## HOW TO COMPLETE THIS TASK
Repeat word for word the line with "Allow sellers to initiate disputes" and every line after it until the records below run out.

Records from a data source
PR #428, opened 2018-09-08
Allow sellers to initiate disputes

micahalcorn:
### Checklist:

### Description:

This allows the seller to initiate a dispute during the `Accepted` stage as described [here](https://github.com/OriginProtocol/origin-js/issues/365#issuecomment-418532841).


micahalcorn:
@cuongdo sorry, I didn't think about this. Are we actually planning to deploy/ship both v00 and v01 if they are identical?

nick:
I think the plan is to only deploy v01. The reason there is v00 and v01 right now is so we can demonstrate and verify upgradability... ie that deploying a new contract won't have any unintended side effects in the dapp.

## RESPONSE BOX
Allow sellers to initiate disputes

micahalcorn:
### Checklist:

### Description:

This allows the seller to initiate a dispute during the `Accepted` stage as described [here](https://github.com/OriginProtocol/origin-js/issues/365#issuecomment-418532841).


micahalcorn:
@cuongdo sorry, I didn't think about this. Are we actually planning to deploy/ship both v00 and v01 if they are identical?

nick:
I think the plan is to only deploy v01. The reason there is v00 and v01 right now is so we can demonstrate and verify upgradability... ie that deploying a new contract won't have any unintended side effects in the dapp.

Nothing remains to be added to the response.